I'm still learning Perl and I have a program which is able to take a FASTA file sequence header and print only the species name within square brackets. I want to add to this code to have it also print the entire sequence associated with the species.
Here is my code:
#!/usr/bin/perl
use warnings;
my $file = 'seqs.fasta';
my $tmp = 'newseqs.fasta';
open(OUT, '>', $tmp) or die "Can't open $tmp: $!";
open(IN, '<', $file) or die "Can't open $file: $!";
while(<IN>) {
chomp;
if ( $_ =~ /\[([^]]+)\]/ ) {
print OUT "$1\n";
}
}
close(IN);
close(OUT);
Here is a sample of the original FASTA file I had:
>gi|334187971|ref|NP_001190408.1| Cam-binding protein 60-like G [Arabidopsis thaliana] >gi|332006244|gb|AED93627.1| Cam-binding protein 60-like G [Arabidopsis thaliana]
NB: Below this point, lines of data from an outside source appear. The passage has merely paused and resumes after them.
PR #1791, opened 2016-12-20
lfsapi: teach `(*Client) Do()` how to handle 307 redirections

technoweenie:


lfsapi/client.go
```diff
@@ -0,0 +1,149 @@
...
+	res, err := c.doWithRedirects(c.httpClient(req.Host), req, nil)
+	if err != nil {
+		return res, err
+	}
+
+	return res, c.handleResponse(res)
+}
+
+func (c *Client) doWithRedirects(cli *http.Client, req *http.Request, via []*http.Request) (*http.Response, error) {
+	if seeker, ok := req.Body.(io.Seeker); ok {
```
ttaylorr: Should this be an error if `len(via) > 0 && !ok`?

lfsapi/client.go
```diff
@@ -0,0 +1,149 @@
...
+		seeker.Seek(0, io.SeekStart)
+	}
+
+	res, err := cli.Do(req)
+	if err != nil {
+		return res, err
+	}
+
+	if res.StatusCode != 307 {
```
ttaylorr: One of our roadmap items is to respond to 301s as well. Do you think we could add an `|| res.StatusCode == 301`, and maintain a cache of permanent redirections? I'm thinking something like a `map[*url.URL]*url.URL` map of from -> to.

lfsapi/client.go
```diff
@@ -0,0 +1,149 @@
...
+	redirectedReq, err := http.NewRequest(req.Method, redirectTo, nil)
+	if err != nil {
+		return res, errors.Wrapf(err, err.Error())
+	}
+
+	redirectedReq.Body = req.Body
+	redirectedReq.ContentLength = req.ContentLength
+
+	if err = checkRedirect(redirectedReq, via); err != nil {
+		return res, errors.Wrapf(err, err.Error())
```
ttaylorr: What does `errors.Wrapf(err, err.Error())` do? I think this would just turn an error "foo" into "foo: foo".

lfsapi/client.go
```diff
@@ -0,0 +1,149 @@
...
+		CheckRedirect: checkRedirect,
+	}
+
+	c.hostClients[host] = httpClient
+
+	return httpClient
+}
+
+func checkRedirect(req *http.Request, via []*http.Request) error {
+	if len(via) >= 3 {
```
ttaylorr: Do you think we should make this a configurable value?

lfsapi/client.go
```diff
@@ -0,0 +1,149 @@
...
+		return errors.New("stopped after 3 redirects")
+	}
+
+	oldest := via[0]
```
ttaylorr: I think this line will cause a panic if `len(via) == 0`.

lfsapi/client.go
```diff
@@ -0,0 +1,149 @@
...
+	for key := range oldest.Header {
+		if key == "Authorization" {
+			if req.URL.Scheme != oldest.URL.Scheme || req.URL.Host != oldest.URL.Host {
+				continue
+			}
+		}
+		req.Header.Set(key, oldest.Header.Get(key))
```
ttaylorr: I'm not sure this behavior fits in a `check<T>` function. This seems side-effect-y, so I think we should either document it's behavior, or extract it out to another function.

lfsapi/client_test.go
```diff
@@ -1,12 +1,92 @@
...
 
 	"github.com/stretchr/testify/assert"
 	"github.com/stretchr/testify/require"
 )
 
+type redirectTest struct {
+	Test string
+}
+
+func TestClientRedirect(t *testing.T) {
```
ttaylorr: Very comprehensive 👍

lfsapi/client.go
technoweenie: Yes, but not as part of this refactoring effort.

lfsapi/client.go
technoweenie: You're right, it's just a relic of our ancient error handling.

technoweenie:
I did clean up the redundant error wrapping, and removed `checkRedirect()`.

ttaylorr:
> I did clean up the redundant error wrapping, and removed `checkRedirect()`.

Thanks so much! ✨

PR #1794, opened 2016-12-21
Api/tracing

technoweenie:
This attempts to port over the tracing code from `httputil`. The main change is relying no tracing/debugging flags on `*lfsapi.Client` instead of a global `*config.Configuration`.

TODO

* [x] Tests
* [x] HTTP Request Stats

MKIRNSPSFHGGSGYSVFRARNLTFKKVVKKVMRDQSNNQFMIQMENMIRRIVREEIQRSLQPFLSSSCVSMERSRSETP
SSRSRLKLCFINSPPSSIFTGSKIEAEDGSPLVIELVDATTNTLVSTGPFSSSRVELVPLNADFTEESWTVEGFNRNILT
QREGKRPLLTGDLTVMLKNGVGVITGDIAFSDNSSWTRSRKFRLGAKLTGDGAVEARSEAFGCRDQRGESYKKHHPPCPS
DEVWRLEKIAKDGVSATRLAERKILTVKDFRRLYTIIGAGVSKKTWNTIVSHAMDCVLDETECYIYNANTPGVTLLFNSV
YELIRVSFNGNDIQNLDQPILDQLKAEAYQNLNRITAVNDRTFVGHPQRSLQCPQDPGFVVTCSGSQHIDFQGSLDPSSS
SMALCHKASSSTVHPDVLMSFDNSSTARFHIDKKFLPTFGNSFKVSELDQVHGKSQTVVTKGCIENNEEDENAFSYHHHD
DMTSSWSPGTHQAVETMFLTVSETEEAGMFDVHFANVNLGSPRARWCKVKAAFKVRAAFKEVRRHTTARNPREGL
Currently, the output only pulls the species name Arabidopsis thaliana
However, I want it to print properly in a fasta file as such:
>Arabidopsis thaliana
MKIRNSPSFHGGSGYSVFRARNLTFKKVVKKVMRDQSNNQFMIQMENMIRRIVREEIQRSLQPFLSSSCVSMERSRSETP
SSRSRLKLCFINSPPSSIFTGSKIEAEDGSPLVIELVDATTNTLVSTGPFSSSRVELVPLNADFTEESWTVEGFNRNILT
QREGKRPLLTGDLTVMLKNGVGVITGDIAFSDNSSWTRSRKFRLGAKLTGDGAVEARSEAFGCRDQRGESYKKHHPPCPS
DEVWRLEKIAKDGVSATRLAERKILTVKDFRRLYTIIGAGVSKKTWNTIVSHAMDCVLDETECYIYNANTPGVTLLFNSV
YELIRVSFNGNDIQNLDQPILDQLKAEAYQNLNRITAVNDRTFVGHPQRSLQCPQDPGFVVTCSGSQHIDFQGSLDPSSS
SMALCHKASSSTVHPDVLMSFDNSSTARFHIDKKFLPTFGNSFKVSELDQVHGKSQTVVTKGCIENNEEDENAFSYHHHD
DMTSSWSPGTHQAVETMFLTVSETEEAGMFDVHFANVNLGSPRARWCKVKAAFKVRAAFKEVRRHTTARNPREGL
Could you suggest ways to modify the code to achieve this?